Not the form in which it occurs in food (vitamin K-quinone), but the reduced form vitamin K hydroquinone (KH2) is the active cofactor used by the enzyme γ-glutamyl carboxylase. KH2 is converted into vitamin K epoxide (KO), and KO is subsequently reduced into vitamin K and vitamin KH2 in two reactions by the action of one or more dithiol dependent vitamin K epoxide reductases (VKOR, Figure 3.2) [223]. This recycling mechanism is called the vitamin K-cycle and explains why the daily requirement for vitamin K is low and why vitamin K deficiency is rarely seen in healthy subjects [150, 226]. Besides in the dithiol-dependent pathway, vitamin K (and not KO) may also be reduced by DT-diaphorase, an NAD(P)H-dependent dehydrogenase. Although the DT-diaphorase is highly expressed in the liver, the dithiol-dependent pathway is the most active one for KH2 generation [249].

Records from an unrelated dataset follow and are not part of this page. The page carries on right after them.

PR #6382, opened 2023-03-31
Run workfows in tests (except for the coverage test)

### LINKED ISSUE #6379: Our tests fail to test workflows
...except the Qt6 tests.

#6181 had a compatibility issue which we almost did not catch because only Qt6 tests were having problems.

The cause for this is that `tox.ini` for `testenv` includes:
```
    # Skip loading of example workflows as that inflates coverage
    SKIP_EXAMPLE_WORKFLOWS=True
```

These worfklows should be skipped only for the run that is actually used for coverage. So we should do the opposite, run example workflows everywhere except on a one specific (coverage) run.

markotoplak:
##### Issue
Fixes #6379.

### DIFF
--- a/.github/workflows/test.yml
+++ b/.github/workflows/test.yml
@@ -54,7 +54,6 @@ jobs:
             tox_env: pyqt6
             name: PyQt6
 
-
     services:
       postgres:
         image: orangedm/postgres:11
@@ -91,6 +90,12 @@ jobs:
           python -m pip install --upgrade pip
           python -m pip install --upgrade tox
 
+      - name: Skip testing workflows at coverage
+        if: |
+          matrix.python-version == '3.8' && matrix.tox_env == 'orange-released'
+        run: |
+          echo 'SKIP_EXAMPLE_WORKFLOWS=1' >> $GITHUB_ENV
+
       - name: Run Tox
         run: catchsegv xvfb-run -a -s "$XVFBARGS" tox -e ${{ matrix.tox_env }}
         env:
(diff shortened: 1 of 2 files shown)


markotoplak:
When I tested with the code below, everything but the python 3.8 released test on linux failed (the one used for coverage). So I think this is OK.

```
diff --git a/Orange/widgets/tests/test_workflows.py b/Orange/widgets/tests/test_workflows.py
index 12a07bc9e..1bc593d16 100644
--- a/Orange/widgets/tests/test_workflows.py
+++ b/Orange/widgets/tests/test_workflows.py
@@ -38,6 +38,7 @@ class TestWorkflows(GuiTest):
         and also those placed "workflows" subfolder.
         GH-2240
         """
+        self.assertEqual("TEST WORKFLOWS WAS RUNNING", "YES")
         reg = registry()
         test_workflows = chain(
             discover_workflows(dirname(workflows.__file__)),
diff --git a/tox.ini b/tox.ini
index 6b23e235a..43ec089ed 100644
--- a/tox.ini
+++ b/tox.ini
@@ -71,12 +71,13 @@ deps =
     oldest: catboost==1.0.1
 
 commands_pre =
+    python -c "import os; print(os.environ)"
     # Verify installed packages have compatible dependencies
     pip check
     # freeze environment
     pip freeze
 commands =
-    coverage run -m unittest -v Orange.tests Orange.widgets.tests
+    coverage run -m unittest -v Orange.widgets.tests.test_workflows
     coverage combine
     coverage report
 
@@ -93,7 +94,7 @@ deps =
     PyQt6-WebEngine-Qt6==6.3.*
 
 commands =
-    python -m unittest -v Orange.widgets.tests
+    python -m unittest -v Orange.widgets.tests.test_workflows
 
 [testenv:add-ons]
 deps =
-- 
2.25.1
```

PR #388, opened 2024-07-14
flake.nix: expose `nix-on-droid` package in overlay

pinage404:


t184256:
what's the point of that? what usage does it help with?

pinage404:
When using the nix-on-droid's overlay like in the advanced template

https://github.com/nix-community/nix-on-droid/blob/8bcadcef69dcb5ca177bfb6ea3dc6b092cda2b06/templates/advanced/flake.nix#L43

It allows to install the package with a normal `pkgs.nix-on-droid` instead of `inputs.nix-on-droid.packages."${system}".nix-on-droid`

t184256:
but it is installed by default... I don't get it

pinage404:
it can be usefull if we want to use `nix-on-droid` on another platform

i'm trying to write a deployment script, i use it

t184256:
1. why use that imperative tool from another platform; it's meant to be run on the target device
2. in this case, accessing it from an overlay only makes it harder, doesn't it?

pinage404:
1. my computer is more powerful than my phone, i would like to build on my computer (and check if all is good) instead of pushing, on my phone waiting the long evalution, then see that it fails after a long delay
2. i prefer to add the overlay in one place than writing `inputs.nix-on-droid.packages."${system}".nix-on-droid` everywhere i need `nix-on-droid`

t184256:
sorry, good, but where do you need it at all? how many places is that, what are they?

pinage404:
i haven't finished my script (the feedback loop is super long) for the moment, i need it in 2 places

If you believe, that is not a good thing, i can close this PR

t184256:
I don't know, I need to weigh pros and cons of exposing it this way. Once I do that, it'd be hard to remove it back + I'm not sure what's the behaviour of overriding it in an overlay is etc. etc. Not something I can decide on quickly.

shelvacu:
> my computer is more powerful than my phone, i would like to build on my computer (and check if all is good) 

FYI @pinage404 if you use flakes you can build on your computer with `nix build .#nixOnDroidConfigurations.default.activationPackage --impure`

pinage404:
the current WIP (that doesn't work) https://gitlab.com/pinage404/dotfiles/-/blob/c32e3c71a5662228c30faf4e528354efa8d02843/packages/deploy-fairphone_4/default.nix

why `--impure` is needed ?

t184256:
On July 16, 2024 12:10:53 AM GMT+03:00, pinage404 ***@***.***> wrote:
>the current WIP (that doesn't work) https://gitlab.com/pinage404/dotfiles/-/blob/c32e3c71a5662228c30faf4e528354efa8d02843/packages/deploy-fairphone_4/default.nix
>
>why `--impure` is needed ?
>

Because cross-compiled proot is injected by hash.

shelvacu (changes requested):
I don't think this is the right way of doing this.

If you just want to build your nix-on-droid config somewhere else, run `nix build --impure .#nixOnDroidConfigurations.default.activationPackage`.


If you really want this package installed somewhere other than nix-on-droid, you should do something like:

```nix
# flake.nix
{
  # ...
  inputs.nix-on-droid.url = "github:nix-community/nix-on-droid";
  outputs = { ... }@inputs: {
    nixosConfigurations.yoursystem = nixpkgs.lib.nixosSystem {
      modules = [ {
        environment.systemPackages = [ inputs.nix-on-droid.packages."${system}".nix-on-droid ];
      } ];
    };
  }
}
```

I don't see how an overlay offers any benefits over this approach.

`nix-on-droid` is only meant to run in the nix-on-droid "distro" and may be broken elsewhere. Offering an overlay is just encouraging users to stumble onto such broken behaviour

pinage404:
I understand

Should we close this ?

shelvacu:
yes

PR #389, opened 2024-07-15
modules/environment/session-init: add shellInit option

shelvacu:


shelvacu:
this doesn't actually work, my bad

Cofactor activities of K1 and MK-4 in in vitro carboxylase studies are comparable as indicated by almost equal concentrations for half-maximal reaction velocity in specific assays for carboxylase and VKOR [26]. For the in vivo biological activity vitamin K-deficient rats were used to test the potency of various forms of vitamin K to counteract hypoprothrombinaemia. Two studies suggested respectively a 2-5 [73] and a 8 fold higher activity of K1 [131]. In other words, vitamin K1 has a higher biological γ -glutamyl carboxylase cofactor activity in the liver than has MK-4. Since both vitamins have comparable in vitro cofactor activity, differences in biological activity may be explained by different tissue distribution. Supportive for this theory is the observed 10-fold higher hepatic accumulation of K1 than of MK-4 whereas MK-4 was preferentially taken up by a number of extra-hepatic tissues [189].